▶ _WORK INSTRUCTION_: Give only the number of lines in the data that include the string "context".

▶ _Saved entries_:
- - - -

PR #660, opened 2015-10-26
Fix: Improper KeyError when channel created on a BlockingConnection whose server was shutdown

gst:
More specifically:

    return self._channels[channel_number]

will raise KeyError in such case because the channel will have already been removed from the connection _channels dict.

Using this fix you'll more correctly get ConnectionClosed exception.

PR #679, opened 2015-12-28
Fixes #659 - prevent execution of unintended code paths after connection failure

### LINKED ISSUE #659: BlockingConnection + create new channel raise KeyError if server stopped
pika 0.10 : 

if the underlying connection has been closed by rabbit.

Steps to reproduce : 

1) create a new BlockingConnection, make sure it connects to the server : 
`conn = pika.BlockingConnection()`
2) Stop the server.
3) using the connection object from 1 try to create a new channel:
    `conn.channel()`

this actually raises a KeyError..

Here is the stack trace showing the actual problem:

image

We end up, from `channel.open()` (from within channel() method from Connection (connection.py)), in `_init_connection_state()` where the connection _channels attribute is reset with a new dict.

Then, when the call chain return from channel.open(), the next line will raise KeyError:

`return self._channels[channel_number]`

because the _channels attribute was reset/rebound to a new fresh empty dict in `_init_connection_state()`.

vitaly-krugl:
Fixes #659

Note that #659 cites a bug in `BlockingConnection`. This PR fixes the core bug that affects **all adapters**.

Methods in pika core and adapters do not deal gracefully with connection errors occurring in their context; e.g., `Connection.channel` (pika issue #659), `Connection._on_connection_tune` (if connection loss is detected in `_send_connection_tune_ok`, before `_send_connection_open` is called), etc.

Undoes part of a breaking change from PR #578 to fix issue #659 and others like it, because pika code was not designed to perform I/O from any methods other than ioloop handler callbacks.

Support SO_LINGER in forward_server test utility that helps verify the fix.

### DIFF
--- a/pika/adapters/base_connection.py
+++ b/pika/adapters/base_connection.py
@@ -276,10 +276,16 @@ class BaseConnection(connection.Connection):
         return None
 
     def _flush_outbound(self):
-        """write early, if the socket will take the data why not get it out
-        there asap.
+        """Have the state manager schedule the necessary I/O.
         """
-        self._handle_write()
+        # NOTE: We don't call _handle_write() from this context, because pika
+        # code was not designed to be writing to (or reading from) the socket
+        # from any methods, except from ioloop handler callbacks. Many methods
+        # in pika core and adapters do not deal gracefully with connection
+        # errors occurring in their context; e.g., Connection.channel (pika
+        # issue #659), Connection._on_connection_tune (if connection loss is
+        # detected in _send_connection_tune_ok, before _send_connection_open is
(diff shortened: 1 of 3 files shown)


vitaly-krugl:
@gst, this is a more general solution that is intended to replace PR #660. Please review.

vitaly-krugl:
@wjps: Hi Will, it turns out that the "tornado write starvation" PR #578 broke a number of code paths in pika. This PR undoes the breaking change in `BaseConnection._flush_outbound()`. The comment https://github.com/pika/pika/pull/660#issuecomment-167213898 has a more detailed analysis of the problem.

- - - -

▶ _EXERCISE ANSWER_: 3